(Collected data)
Issue #962, opened 2024-03-19
Incorrect autocomplete for jsx props after a variant


DZakh:
<img width="1041" alt="image" src="https://github.com/rescript-lang/rescript-vscode/assets/49292466/ba35ceb0-6b37-43f8-bbaf-c01fb4a1d55a">

I expect to get an autocomplete for the rest `Info` props here.

zth:
Could you investigate if the type of the prop matters here, or if it's the same regardless of type?

zth:
Also if you could PR a failing test then that'd be great.

PR #984, opened 2024-05-25
Fix JSX prop autocomplete special case

zth:
Fixes https://github.com/rescript-lang/rescript-vscode/issues/962


cristianoc (approved):
good catch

> [Problem]
Print only the lines from the one with "PR #984, opened 2024-05-25" to the end of the records, both included.

> [Task solution]
PR #984, opened 2024-05-25
Fix JSX prop autocomplete special case

zth:
Fixes https://github.com/rescript-lang/rescript-vscode/issues/962


cristianoc (approved):
good catch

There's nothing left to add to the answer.